The European Union will tax on the import of Chinese electric vehicles, and US President Bynden ordered the security risks brought by investigating smart networking cars produced in China.Based on the above news, for a while, it seemed to bring new uncertainty to the electric vehicle industry.However, Xiaomi, Chinese companies, still released the latest electric vehicles, and Thai electric vehicles are also optimistic about the market.I think that maybe more and more importantly, what kind of future transportation do we want more and more importantly than the interest and decline of electric vehicles of individual countries or enterprises. What are the best choices outside of electric vehicles?
What is the future?Author John Urry is the late British sociologist. He calls on social science to re -study the future and use civic society, government and complex systemic thinking to establish social future learning and creating social future.Eri pointed out that the automobile system matured in the 20th century, especially in 1901 to discover the state oil fields, but the establishment of a "car entrusted" failed.Eri pointed out that in the automotive era, the time to commute overly waste community exchange time, occupy urban space, deprive the rights of pedestrians, cause death of millions of people each year, nitrogen dioxide pollution, petroleum economy and climate change.System possibilities in 2050, such as fast -moving cities using hydrogen energy.

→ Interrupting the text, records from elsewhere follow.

PR #3495, opened 2017-12-06
Fix dependency props files import order

dagood:
This allows dependencies.props to pick up properties defined by BuildTools, such as `DotNetPackageVersionPropsPath` being assigned to the downloaded package version props path. Importing this early meant that dependency versions weren't being overridden in orchestrated builds.

Now the order is more like CoreFX's: https://github.com/dotnet/corefx/blob/33ec2994d85935b6c62df0792aef88b285d6c765/dir.props#L52-L82

PR #3533, opened 2017-12-14
Prepend to RestoreSources: BuildTools may set it

dagood:
This property group used to be before the `Build.Common.props` import, and my change that moved it after (https://github.com/dotnet/core-setup/pull/3495/) broke this scenario. Instead of moving it back, change it to match what CoreFX is doing for maintainability.

### DIFF
--- a/dir.props
+++ b/dir.props
@@ -52,6 +52,7 @@
       https://www.myget.org/F/nugetbuild/api/v3/index.json;
       https://api.nuget.org/v3/index.json;
       https://dotnet.myget.org/F/dotnet-corefxlab/api/v3/index.json;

The two American authors of the mobile revolution book are John Rossant, founder of the New City Foundation, and former Bloomberg Business Weekly reporter Stephen Baker.Digitalized, the third stage of smartphones in the 21st century, the third stage is to gradually run around by technology with technology.They believe that the price of human movement will become cheaper and cheaper, just like computer hardware.Moving software will become more and more promising. For example, Herbinky's Maas Global may be extended to the world like Nokia (Nokia) from Finland.
The mobile revolution takes Los Angeles, California, USA as an example. The total parking lot in the city is five times that of the Paris parking lot, about 200 square kilometers, which is one -third of Singapore's total area.The problem in Los Angeles is the highway culture formed after World War II, causing too many cars, highways and parking lots in the city, and these facilities can be converted into more meaningful uses.This reminds me of the tragedy of American basketball star Kobe Brene. He took a helicopter because he wanted to avoid traffic jams and pursue faster movement methods, but died with his daughter because of an accident.

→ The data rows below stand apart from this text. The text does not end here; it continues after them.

Issue #3469, opened 2017-11-29
Roll forward policy changes


steveharter:
Roll-forward policy changes [have been requested for 2.1](https://github.com/dotnet/designs/issues/3).

A framework version is identified by [major.minor.patch]. This issue only pertains to [major.minor] roll-forward because [patch] roll-forward is a separate setting, and no changes are planned for 2.1 for that.

For compatibility, we always want to run on the [major.minor] of the framework that an app targeted, even if newer [major.minor] versions are available on the local system. However, if the [major.minor] is not available on the local system, the following changes are planned for 2.1:
1. Automatically roll-forward on [minor]
-- In 2.0, this is possible but not enabled by default
2. Automatically roll-forward from release->preview on [minor] and [patch] (if patch roll-forward is enabled)
-- In 2.0, this is not possible
-- Try to roll-forward to only release versions. Roll-forward to closest preview version only when there isn't a compatible release version

Also (unless there is feedback otherwise) we plan to keep the existing semantics of **not** allowing preview->release roll-forward.  When a preview build is specified we only roll forward if the specified preview version doesn't exist, and only roll forward to preview versions that have the same [major.minor.patch] and never to release versions.

We need to determine what settings are available to control these. There is existing support for [roll-forward-on-no-candidate-fx](https://github.com/dotnet/core-setup/blob/master/Documentation/design-docs/roll-forward-on-no-candidate-fx.md) which has environment variable,  runtimeconfig.json and argument support to control the major and minor roll-forward (patch roll-forward is controlled by a different setting). One quirk with this setting is that it enables [major] roll forward, which is not desired (by default anyway).

One option is to extend the roll-forward-on-no-candidate-fx setting into three values:

0. Off.
1. Roll forward on minor
2. Roll forward on major and minor

The default value would be (1). For the `--roll-forward-on-no-candidate-fx` argument, an additional value can be provided (0, 1 or 2) otherwise the default value of (1) will be applied.

steveharter:
Update: I am currently prototyping this for preview1

Petermarcu:
I believe this all matches my understanding. thanks for writing it up.

piers7:
> "we plan to keep the existing semantics of not allowing preview->release roll-forward"

[...]

PR #3537, opened 2017-12-15
Roll-forward policy changes

steveharter:
1) Automatically roll-forward on [minor] if targeted version is not installed (_previously off by default_)
2) Automatically roll-forward from release->preview on [minor] if there is no viable release version (_previously not possible_)
3) Extend the roll-forward-on-no-candidate-fx setting from two to three values:
0 = Off.
1 = Roll forward on minor
2 = Roll forward on major and minor (_previously this was the semantics for value >= 1_)

Fixes https://github.com/dotnet/core-setup/issues/3469

Current doc for 2.0 is located at https://github.com/dotnet/core-setup/blob/master/Documentation/design-docs/roll-forward-on-no-candidate-fx.md; this needs to be updated to 2.1 semantics.

Note there is still an ongoing discussion on whether roll-forward changes from preview->release should be done; this will be handled in a separate PR if we decide to do anything.

### DIFF
--- a/src/corehost/cli/fxr/fx_muxer.cpp
+++ b/src/corehost/cli/fxr/fx_muxer.cpp
@@ -508,7 +508,7 @@ fx_ver_t fx_muxer_t::resolve_framework_version(const std::vector<fx_ver_t>& vers
     fx_ver_t most_compatible = specified;
     if (!specified.is_prerelease())
     {
-        if (roll_fwd_on_no_candidate_fx != roll_fwd_on_no_candidate_fx_option::disabled)
+        if (roll_fwd_on_no_candidate_fx != roll_fwd_on_no_candidate_fx_option::roll_fwd_disabled)
         {
             fx_ver_t next_lowest(-1, -1, -1);
 
@@ -520,7 +520,7 @@ fx_ver_t fx_muxer_t::resolve_framework_version(const std::vector<fx_ver_t>& vers
             {
                 if (!ver.is_prerelease() && ver >= specified)
                 {
-                    if (roll_fwd_on_no_candidate_fx == roll_fwd_on_no_candidate_fx_option::minor)
+                    if (roll_fwd_on_no_candidate_fx == roll_fwd_on_no_candidate_fx_option::roll_fwd_minor)
                     {
                         // We only want to roll forward on minor
                         if (ver.get_major() != specified.get_major())
@@ -542,7 +542,7 @@ fx_ver_t fx_muxer_t::resolve_framework_version(const std::vector<fx_ver_t>& vers
                 {
                     if (ver.is_prerelease() && ver >= specified)
                     {
-                        if (roll_fwd_on_no_candidate_fx == roll_fwd_on_no_candidate_fx_option::minor)
+                        if (roll_fwd_on_no_candidate_fx == roll_fwd_on_no_candidate_fx_option::roll_fwd_minor)
                         {
                             // We only want to roll forward on minor
                             if (ver.get_major() != specified.get_major())
@@ -680,7 +680,7 @@ fx_definition_t* fx_muxer_t::resolve_fx(
             if (!specified.is_prerelease())
             {
                 // If production and no roll forward use given version.
-                do_roll_forward = (config.get_patch_roll_fwd()) || (config.get_roll_fwd_on_no_candidate_fx() != roll_fwd_on_no_candidate_fx_option::disabled);
+                do_roll_forward = (config.get_patch_roll_fwd()) || (config.get_roll_fwd_on_no_candidate_fx() != roll_fwd_on_no_candidate_fx_option::roll_fwd_disabled);
             }
             else
             {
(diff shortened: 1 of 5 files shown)


src/corehost/cli/fxr/fx_muxer.cpp
```diff
@@ -609,12 +645,20 @@ fx_definition_t* fx_muxer_t::resolve_fx(
...
+    pal::string_t own_dir_temp = own_dir;
+    remove_trailing_dir_seperator(&own_dir_temp);
+
+    hive_dir.push_back(own_dir_temp);
     if (multilevel_lookup && pal::get_global_dotnet_dirs(&global_dirs))
     {
         for (pal::string_t dir : global_dirs)
         {
-            hive_dir.push_back(dir);
+            // Avoid duplicate of own_dir_temp
```
steveharter: Review note: this avoids doing an unnecessary comparison when the two directories are the same

src/corehost/cli/fxr/fx_muxer.cpp
```diff
@@ -682,11 +726,14 @@ fx_definition_t* fx_muxer_t::resolve_fx(
 
             if (pal::directory_exists(fx_dir))
             {
-                //Continue to search for a better match if available
-                std::vector<fx_ver_t> version_list;
-                version_list.push_back(resolved_ver);
-                version_list.push_back(selected_ver);
-                resolved_ver = resolve_framework_version(version_list, fx_ver, specified, config.get_patch_roll_fwd(), config.get_roll_fwd_on_no_candidate_fx());
+                if (selected_ver != fx_ver_t(-1, -1, -1))
```
steveharter: Review note: this avoids doing an unnecessary comparison against (-1, -1, -1) for the first loop

src/corehost/cli/runtime_config.cpp
```diff
@@ -29,6 +29,16 @@ void runtime_config_t::parse(const pal::string_t& path, const pal::string_t& dev
         m_prerelease_roll_fwd = defaults->m_prerelease_roll_fwd;
         m_roll_fwd_on_no_candidate_fx = defaults->m_roll_fwd_on_no_candidate_fx;
     }
+    else
+    {
+        // Since there is no previous config, this is the app's config, so default m_roll_fwd_on_no_candidate_fx from the env variable.
```
steveharter: This fixes a bug (along with code removed later on): we only want the first config (the app's config) to be defaulted from the env variable. Then the first framework will be defaulted from the app's config, but the framework can override in its config. The next, etc. framework will default from the previous framework but can still override in its config as well.

Most likely framework's won't override this setting, and is not likely a user will change it since it may require admin rights at least if it's in the shared Program Files location.

src/corehost/cli/runtime_config.h
```diff
@@ -11,6 +11,13 @@
 
 typedef web::json::value json_value;
 
+enum roll_fwd_on_no_candidate_fx_option
+{
+    roll_fwd_disabled = 0,
+    roll_fwd_minor,
+    roll_fwd_major_or_minor
+};
+
```
nguerrera: Consider `enum class` (scoped enum) and no `roll_fwd_` prefixes on members.

src/corehost/cli/runtime_config.h
```diff
@@ -26,8 +33,8 @@ class runtime_config_t
     const std::list<pal::string_t>& get_probe_paths() const;
     bool get_patch_roll_fwd() const;
     bool get_prerelease_roll_fwd() const;
-    int get_roll_fwd_on_no_candidate_fx() const;
-    void set_roll_fwd_on_no_candidate_fx(int value);
+    enum roll_fwd_on_no_candidate_fx_option get_roll_fwd_on_no_candidate_fx() const;
```
nguerrera: It's unnecessary to prefix all of the uses of the enum with `enum `.

src/corehost/cli/fxr/fx_muxer.cpp
```diff
@@ -501,47 +501,83 @@ fx_ver_t fx_muxer_t::resolve_framework_version(const std::vector<fx_ver_t>& vers
     const pal::string_t& fx_ver,
     const fx_ver_t& specified,
     const bool& patch_roll_fwd,
-    const int& roll_fwd_on_no_candidate_fx)
+    const enum roll_fwd_on_no_candidate_fx_option& roll_fwd_on_no_candidate_fx)
```
nguerrera: >&  [](start = 49, length = 2)

It's consistent with the bool just above, but it's kind of odd (IMHO) pass an enum by reference.

src/corehost/cli/fxr/fx_muxer.cpp
```diff
@@ -501,47 +501,83 @@ fx_ver_t fx_muxer_t::resolve_framework_version(const std::vector<fx_ver_t>& vers
...
 {
     trace::verbose(_X("Attempting FX roll forward starting from [%s]"), fx_ver.c_str());
 
     fx_ver_t most_compatible = specified;
     if (!specified.is_prerelease())
```
nguerrera: >!specified.is_prerelease() [](start = 8, length = 26)

On [https://github.com/dotnet/core-setup/issues/3469](https://github.com/dotnet/core-setup/issues/3469), you said "When a preview build is specified we only roll forward if the specified preview version doesn't exist" but here it seems like all of the roll forward logic is disabled when a preview is specified. What am I missing?

nguerrera: I'm missing the `else` of course. :)

---
In reply to: [157608241](https://github.com/dotnet/core-setup/pull/3537#discussion_r157608241) [](ancestors = 157608241)

src/corehost/cli/fxr/fx_muxer.cpp
steveharter: I wasn't sure if this was a new convention or not, but I agree. I'll at least change this signature to pass primitives by value

src/corehost/cli/runtime_config.h
steveharter: Done. Thanke

src/corehost/cli/runtime_config.h
steveharter: Done. Thanks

The book mobile revolution also mentioned that the average life of the car is 11 years, so "the goal of Los Angeles is not to eliminate cars, but to end a single culture dominated by cars, giving people more choices."Multiple choices such as foot lanes and subways make travel more diverse and environmentally friendly.
In conjunction with the views of the two books, when the climate becomes warmer, changing energy, logistics and policy tools can provide better traffic countermeasures.The former point out the planning, pollution, warming, and casualties caused by the car era, while the latter further proposed that the selection of transportation tools is used as an economic engine that stimulates changes, and it is more likely to change people's travel models, residence locations, and even urban landscapes.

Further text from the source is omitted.